Issue #112, opened 2026-09-01
Epic: getting back — snapshots, backup and restore


olafkfreund:
## Why

A nixarchy machine has one recovery route and it covers half the machine.

NixOS keeps a generation per rebuild, and #110 makes them reachable from a menu. That restores the system closure and the `/etc` Nix generates. It does **not** restore `$HOME`, `/var/lib` service state, or the files in your flake.

Everything a person actually customises is in the uncovered half:

```
~/.config/omarchy/shell.json      the entire bar and plugin layout
~/.config/hypr/*.lua              keybindings, monitors, window rules
~/.config/omarchy/themes/         custom themes
~/.local/state/omarchy/           current theme, toggles, clipboard history
```

`modules/home.nix` seeds those with `cp -rn` — *"Seed, don't manage"* — deliberately, so they are ordinary editable files. The cost of that trade, which is the right trade, is that **Home Manager's rollback does not cover them either.** They are outside every generation on the machine.

Someone spends an evening arranging their bar, breaks it, and there is nothing to go back to.

## Scope: bare-metal installs only

This epic is **only** for machines the nixarchy installer built.

Someone who imported `nixosModules.nixarchy` into their own flake owns their configuration, has their own backup story, and nixarchy must not touch it. Every command here must detect that case and refuse — not warn, refuse.

The signal exists: `/etc/nixos/.nixarchy-url`, written by `installer/mkFlake.nix:94`, lands on disk via `install.sh:431`, and is read by nothing today. Corroborate with `flake.lock`'s root inputs being exactly `{ nixarchy }`. **Marker absent means hands off.**

`programs.nixarchy.flake` is NOT a usable signal — it defaults to `/etc/nixos` on every machine with the module enabled, including imports.

## Two mechanisms, not one

They solve different problems and both are wanted.

**Snapshots — "undo what I just did."** The installer already creates the btrfs layout this needs: `@`, `@home`, `@nix`, `@log`, `compress=zstd`, on LUKS. A snapshot is instant, costs nothing until things diverge, and captures *everything* including the mutable state an allowlist would miss. Local only; does not survive the disk.

**Git — "reinstall, or a new machine."** `/etc/nixos` is already a git repo the installer made, and `nixarchy-config-repo` already knows how to commit it, add a remote, scan for secrets and push. Selective, safe to share, survives the hardware.

## The finding that should be fixed first

[...]

Issue #111, opened 2026-09-01
omarchy-snapshot and omarchy-system-factory-reset are on PATH and cannot work


olafkfreund:
## Why

Two commands from the vendored tree are installed, reachable, and fail on every nixarchy machine.

`omarchy-snapshot create|restore` drives **snapper**, and `restore` execs `limine-snapper-restore`. `omarchy-system-factory-reset` clones an `@factory` btrfs snapshot the Arch installer ISO takes, then re-keys LUKS and recreates `@home`.

nixarchy configures **neither snapper nor limine** — `installer/host.nix` uses systemd-boot — and its installer takes no `@factory` snapshot. So both commands promise a recovery route and deliver an error, which is worse than not offering one: a person reaches for them at the moment something has gone wrong.

This is the same class of problem `omarchy-migrate` and `omarchy-pkg-add` already solved. Both are stubbed with an explanation rather than left to fail, and `omarchy reinstall` is documented as dead-on-arrival in the skill.

## What to build

Two options, and the right one depends on #TBD (the snapshots epic):

**If snapshots land**, replace both with working implementations against the btrfs layout the installer already creates — `@`, `@home`, `@nix`, `@log`.

**If they do not, or not yet**, stub them the way `nix-bin/omarchy-migrate` is: exit with an explanation naming what NixOS offers instead. For `omarchy-snapshot` that is `nixarchy-rollback` and the boot menu for the system half, and nothing yet for `$HOME` — say so rather than implying coverage that does not exist.

`omarchy-system-factory-reset` needs the harder answer. Its Arch version depends on an `@factory` snapshot taken by the installer ISO, so it cannot work retroactively on any machine already installed. Even once the installer takes one, existing machines never will.

## Done when

- [ ] Neither command fails with a snapper or limine error
- [ ] Each either works or explains what to use instead
- [ ] The explanation distinguishes the system half (generations, covered) from `$HOME` (not covered by generations)

## Notes

Found while writing `nixarchy-rollback` (#110). `pkgs/omarchy/default.nix:820-834` fails the build when a `nix-bin` script replaces nothing upstream, so adding stubs here is cheap and guarded — the mechanism already exists and these two are exactly what it is for.

PR #114, opened 2026-09-01
Snapshots for the half generations do not cover

olafkfreund:
Part of #112. Fixes half of #111 — `omarchy-snapshot` no longer fails.

A NixOS generation restores the system closure and the `/etc` Nix writes. It does **not** restore `/home` or `/var/lib` — so the config somebody spent an evening on, and the state their services keep, have had no undo at all.

## Not limine — and not because it is unpackaged

You asked for snapper *and* limine. I built snapper and left the bootloader alone, on an architectural finding rather than a preference:

**`@` on this machine holds almost no operating system.** The kernels and initrds are on the ESP — vfat, unsnapshottable — and the entire system is in `@nix`, a *separate subvolume these snapshots exclude*. Booting a snapshot of `@` would get you the system you already have with an older `/etc` and `/var`.

On Arch a root snapshot **is** the whole OS, which is why `limine-snapper-sync` makes sense there. Here, **NixOS generations already are the bootable snapshot** — and #110 makes them pickable.

Switching bootloaders is also the highest-blast-radius change available on a LUKS machine: an install that errors half way leaves a firmware shell. That would have bought a boot menu entry that boots the same system twice.

`limine-snapper-sync` is not in nixpkgs either, and neither is grub-btrfs — but that is the *second* reason, not the first.

## Where it goes, and where it does not

`installer/host.nix`, which only installer-generated flakes import. **Asserted, not assumed:**

```
snapper configs on a Mode A machine: ""
snapper timer units: 0
```

A machine where somebody added the module to a configuration of their own gets no snapper and no timers on a disk nixarchy did not lay out.

## The `.snapshots` gotcha

NixOS' snapper module does **not** create them — [nixpkgs#34595](https://github.com/NixOS/nixpkgs/issues/34595), with [PR #368449](https://github.com/NixOS/nixpkgs/pull/368449) still unmerged — so a configured snapper without them silently takes nothing.

Declared in `disk-config.nix` as subvolumes rather than directories, which is what the ArchWiki recommends: a snapshot of `/` would otherwise contain every previous snapshot of `/`, nested.

```
["/","/.snapshots","/boot","/home","/home/.snapshots","/nix","/var/log"]
```

**Existing machines need the subvolume created by hand** — disko runs at install time only. Noted for #112 rather than solved with an activation script that creates subvolumes on a running system.

## Restore copies files rather than swapping the subvolume

Upstream swaps. That replaces the whole of `/home` in one step — including everything written since — and cannot be done while the subvolume is mounted and in use. Someone reaching for restore has usually broken *one config file*, and the honest answer is a path they can copy out of plus `snapper status` to see what changed. Nothing is written on their behalf.

## Menu

`trigger.snapshot` and `trigger.snapshot.restore` under **Trigger**, as asked. `system.rollback` is in **System** via #110.

## Verified

```
all 332 menu rows name commands that exist
all 74 Install rows are mapped or accounted for
```

Plus shellcheck, `nix fmt`, and the Mode A evaluation above.

### DIFF
--- a/installer/disk-config.nix
+++ b/installer/disk-config.nix
@@ -41,6 +41,29 @@ let
         mountpoint = "/var/log";
         inherit mountOptions;
       };
+
+      # Where snapper keeps snapshots, and it has to exist before snapper can
+      # take one: NixOS' snapper module does not create `.snapshots` itself
+      # (nixpkgs#34595; the fix, PR #368449, is still unmerged), so a machine
+      # without these subvolumes has a configured snapper that silently takes
+      # nothing.
+      #
+      # Separate subvolumes rather than plain directories, which is also the
+      # layout the ArchWiki recommends: a snapshot of `/` would otherwise
+      # contain every previous snapshot of `/`, nested, growing each time.
+      #
+      # No compression: the contents are already-compressed extents shared
+      # with the live subvolume, and snapshots cost nothing until the two
+      # diverge. Setting compress here would be describing a copy that does
+      # not happen.
+      "@snapshots" = {
+        mountpoint = "/.snapshots";
+        mountOptions = [ "noatime" ];
+      };
+      "@home-snapshots" = {
+        mountpoint = "/home/.snapshots";
+        mountOptions = [ "noatime" ];
+      };
     };
   };
 in
--- a/installer/host.nix
+++ b/installer/host.nix
@@ -146,6 +146,57 @@
 
   networking.hostName = hostname;
 
+  # Snapshots, for the half of the machine generations do not cover.
+  #
+  # A NixOS generation restores the system closure and the /etc Nix writes.
+  # It does not restore /home, and it does not restore /var/lib -- so the
+  # config a person spent an evening on, and the state their services keep,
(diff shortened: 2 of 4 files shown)


olafkfreund:
Rebased onto main after #110 and #113 landed. #110 added `system.rollback` at the same anchor these rows use, so the two conflicted — resolved keeping both, since they are different rows for different halves of the machine.

Also corrected a comment #110 wrote that this PR makes stale: it said upstream's equivalent is "snapper and limine and does not exist here", which is half wrong now that snapper does. It now says why a generation and a snapshot are different things on this architecture, and points at the Trigger rows for the half generations do not cover.

One self-inflicted bug worth recording: my conflict resolution left a duplicated `};` and the rebase completed with the file unparseable. Caught by `nix-instantiate --parse` before pushing, not by CI.

Verified after the rebase:

```
"system.rollback"  "trigger.snapshot"  "trigger.snapshot.restore"
all 74 Install rows are mapped or accounted for
all 332 menu rows name commands that exist
```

#### PROMPT
Everything from the first line of the entries above through the line with "This epic is" is to be reproduced exactly, and nothing else.

#### PROBLEM SOLUTION
Issue #112, opened 2026-09-01
Epic: getting back — snapshots, backup and restore


olafkfreund:
## Why

A nixarchy machine has one recovery route and it covers half the machine.

NixOS keeps a generation per rebuild, and #110 makes them reachable from a menu. That restores the system closure and the `/etc` Nix generates. It does **not** restore `$HOME`, `/var/lib` service state, or the files in your flake.

Everything a person actually customises is in the uncovered half:

```
~/.config/omarchy/shell.json      the entire bar and plugin layout
~/.config/hypr/*.lua              keybindings, monitors, window rules
~/.config/omarchy/themes/         custom themes
~/.local/state/omarchy/           current theme, toggles, clipboard history
```

`modules/home.nix` seeds those with `cp -rn` — *"Seed, don't manage"* — deliberately, so they are ordinary editable files. The cost of that trade, which is the right trade, is that **Home Manager's rollback does not cover them either.** They are outside every generation on the machine.

Someone spends an evening arranging their bar, breaks it, and there is nothing to go back to.

## Scope: bare-metal installs only

This epic is **only** for machines the nixarchy installer built.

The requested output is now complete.